====== DATA RECORDS
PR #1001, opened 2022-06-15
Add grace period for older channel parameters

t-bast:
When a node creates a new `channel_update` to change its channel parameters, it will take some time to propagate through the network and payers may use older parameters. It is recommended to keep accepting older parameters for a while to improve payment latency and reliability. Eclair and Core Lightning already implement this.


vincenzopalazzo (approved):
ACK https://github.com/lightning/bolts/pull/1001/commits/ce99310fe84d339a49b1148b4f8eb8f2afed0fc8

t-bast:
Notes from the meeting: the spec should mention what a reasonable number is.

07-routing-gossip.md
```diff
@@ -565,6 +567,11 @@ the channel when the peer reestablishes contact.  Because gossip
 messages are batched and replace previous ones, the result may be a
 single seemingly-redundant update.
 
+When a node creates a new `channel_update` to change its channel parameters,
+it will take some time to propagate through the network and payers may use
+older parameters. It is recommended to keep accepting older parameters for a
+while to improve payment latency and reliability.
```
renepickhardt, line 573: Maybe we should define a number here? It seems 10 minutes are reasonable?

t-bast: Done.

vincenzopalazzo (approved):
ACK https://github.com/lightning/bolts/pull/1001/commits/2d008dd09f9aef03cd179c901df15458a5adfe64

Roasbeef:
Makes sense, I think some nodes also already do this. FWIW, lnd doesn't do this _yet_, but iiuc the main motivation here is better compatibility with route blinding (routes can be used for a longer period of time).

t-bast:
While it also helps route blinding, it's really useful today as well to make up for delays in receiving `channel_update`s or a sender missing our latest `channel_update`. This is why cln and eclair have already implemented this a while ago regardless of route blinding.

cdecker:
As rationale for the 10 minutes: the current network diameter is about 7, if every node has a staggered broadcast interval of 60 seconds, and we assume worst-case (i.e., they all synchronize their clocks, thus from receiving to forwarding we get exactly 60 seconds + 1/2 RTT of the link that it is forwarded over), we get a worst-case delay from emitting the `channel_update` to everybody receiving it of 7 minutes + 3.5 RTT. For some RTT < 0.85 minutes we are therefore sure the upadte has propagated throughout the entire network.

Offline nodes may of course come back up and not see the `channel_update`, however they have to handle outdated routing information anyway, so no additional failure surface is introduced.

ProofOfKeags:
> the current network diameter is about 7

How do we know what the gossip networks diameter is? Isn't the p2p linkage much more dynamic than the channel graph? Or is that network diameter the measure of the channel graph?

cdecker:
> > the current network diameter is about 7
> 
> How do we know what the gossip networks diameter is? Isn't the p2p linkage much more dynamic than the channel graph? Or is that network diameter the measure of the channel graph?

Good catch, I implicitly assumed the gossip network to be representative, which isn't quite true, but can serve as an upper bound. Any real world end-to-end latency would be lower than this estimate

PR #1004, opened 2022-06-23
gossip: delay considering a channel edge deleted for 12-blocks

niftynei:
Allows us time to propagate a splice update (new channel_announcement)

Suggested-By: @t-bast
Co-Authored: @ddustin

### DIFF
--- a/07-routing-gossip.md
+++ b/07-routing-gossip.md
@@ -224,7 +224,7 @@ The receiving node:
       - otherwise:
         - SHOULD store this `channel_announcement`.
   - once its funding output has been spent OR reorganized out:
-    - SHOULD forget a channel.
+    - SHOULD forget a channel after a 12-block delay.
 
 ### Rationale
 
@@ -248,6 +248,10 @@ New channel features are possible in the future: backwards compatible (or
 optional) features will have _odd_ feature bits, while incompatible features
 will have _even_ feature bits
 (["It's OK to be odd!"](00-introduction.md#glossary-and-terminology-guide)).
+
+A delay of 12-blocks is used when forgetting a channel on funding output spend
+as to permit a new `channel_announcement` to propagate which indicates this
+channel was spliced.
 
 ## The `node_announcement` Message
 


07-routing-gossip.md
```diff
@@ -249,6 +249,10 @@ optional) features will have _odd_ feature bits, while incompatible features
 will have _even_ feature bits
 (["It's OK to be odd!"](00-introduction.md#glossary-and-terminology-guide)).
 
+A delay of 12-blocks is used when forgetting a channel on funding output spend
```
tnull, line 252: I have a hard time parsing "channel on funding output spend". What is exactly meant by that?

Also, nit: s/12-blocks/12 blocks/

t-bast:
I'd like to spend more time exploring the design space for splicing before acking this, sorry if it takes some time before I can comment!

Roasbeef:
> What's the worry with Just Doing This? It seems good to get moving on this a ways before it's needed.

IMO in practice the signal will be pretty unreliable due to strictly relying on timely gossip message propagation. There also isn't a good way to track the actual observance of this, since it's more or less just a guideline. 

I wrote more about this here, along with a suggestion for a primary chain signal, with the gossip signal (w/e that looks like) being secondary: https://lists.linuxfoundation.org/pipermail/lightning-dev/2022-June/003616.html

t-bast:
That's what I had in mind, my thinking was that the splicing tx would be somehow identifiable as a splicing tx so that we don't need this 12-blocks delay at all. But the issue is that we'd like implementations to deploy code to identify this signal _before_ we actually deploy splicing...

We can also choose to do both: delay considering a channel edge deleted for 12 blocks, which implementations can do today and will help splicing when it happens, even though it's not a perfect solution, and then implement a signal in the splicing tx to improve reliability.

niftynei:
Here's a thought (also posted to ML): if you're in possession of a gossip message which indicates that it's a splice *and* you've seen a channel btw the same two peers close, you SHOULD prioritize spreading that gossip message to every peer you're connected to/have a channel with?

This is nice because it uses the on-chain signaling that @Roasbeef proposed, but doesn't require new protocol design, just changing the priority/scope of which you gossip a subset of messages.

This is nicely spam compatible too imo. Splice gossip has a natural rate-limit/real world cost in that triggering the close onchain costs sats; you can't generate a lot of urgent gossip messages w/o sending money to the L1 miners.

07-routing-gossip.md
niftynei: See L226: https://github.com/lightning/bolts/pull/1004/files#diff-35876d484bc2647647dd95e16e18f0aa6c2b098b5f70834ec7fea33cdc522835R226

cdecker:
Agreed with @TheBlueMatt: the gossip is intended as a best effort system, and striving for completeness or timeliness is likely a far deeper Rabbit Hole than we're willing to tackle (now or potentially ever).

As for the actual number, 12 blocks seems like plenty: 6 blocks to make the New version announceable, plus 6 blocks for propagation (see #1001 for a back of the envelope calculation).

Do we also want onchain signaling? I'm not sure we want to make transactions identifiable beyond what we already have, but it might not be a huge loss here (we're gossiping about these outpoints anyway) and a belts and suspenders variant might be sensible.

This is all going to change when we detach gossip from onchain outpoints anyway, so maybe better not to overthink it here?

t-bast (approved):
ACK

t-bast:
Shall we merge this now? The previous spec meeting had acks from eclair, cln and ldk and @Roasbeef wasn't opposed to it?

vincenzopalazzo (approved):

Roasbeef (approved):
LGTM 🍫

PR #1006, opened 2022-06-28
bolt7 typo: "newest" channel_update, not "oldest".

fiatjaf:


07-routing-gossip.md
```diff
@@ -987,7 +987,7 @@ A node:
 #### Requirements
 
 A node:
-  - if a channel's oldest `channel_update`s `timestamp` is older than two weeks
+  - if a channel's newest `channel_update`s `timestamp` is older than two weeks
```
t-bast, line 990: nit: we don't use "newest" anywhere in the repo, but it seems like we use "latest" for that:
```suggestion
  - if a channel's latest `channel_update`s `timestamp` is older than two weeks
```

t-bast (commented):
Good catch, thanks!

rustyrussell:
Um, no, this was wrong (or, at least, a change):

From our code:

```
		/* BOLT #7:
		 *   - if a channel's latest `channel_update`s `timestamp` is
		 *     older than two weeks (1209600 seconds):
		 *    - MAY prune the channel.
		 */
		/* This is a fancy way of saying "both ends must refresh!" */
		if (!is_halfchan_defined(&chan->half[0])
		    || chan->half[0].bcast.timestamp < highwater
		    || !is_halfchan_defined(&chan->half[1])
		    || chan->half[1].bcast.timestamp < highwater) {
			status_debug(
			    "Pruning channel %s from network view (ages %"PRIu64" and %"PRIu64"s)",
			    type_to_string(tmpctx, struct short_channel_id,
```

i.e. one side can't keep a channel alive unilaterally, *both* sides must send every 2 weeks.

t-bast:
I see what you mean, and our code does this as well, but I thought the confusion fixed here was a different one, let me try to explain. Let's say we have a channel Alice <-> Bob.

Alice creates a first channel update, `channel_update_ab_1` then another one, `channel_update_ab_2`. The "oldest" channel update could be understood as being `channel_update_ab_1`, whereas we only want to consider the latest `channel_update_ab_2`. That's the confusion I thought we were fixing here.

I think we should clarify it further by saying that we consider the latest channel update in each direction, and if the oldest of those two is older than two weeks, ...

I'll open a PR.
============
WORK TO COMPLETE:
Given the records above, restate word for word only the lines starting at the one with "Allows us time" and ending at the one with "- SHOULD store".

EXERCISE RESPONSE:
Allows us time to propagate a splice update (new channel_announcement)

Suggested-By: @t-bast
Co-Authored: @ddustin

### DIFF
--- a/07-routing-gossip.md
+++ b/07-routing-gossip.md
@@ -224,7 +224,7 @@ The receiving node:
       - otherwise:
         - SHOULD store this `channel_announcement`.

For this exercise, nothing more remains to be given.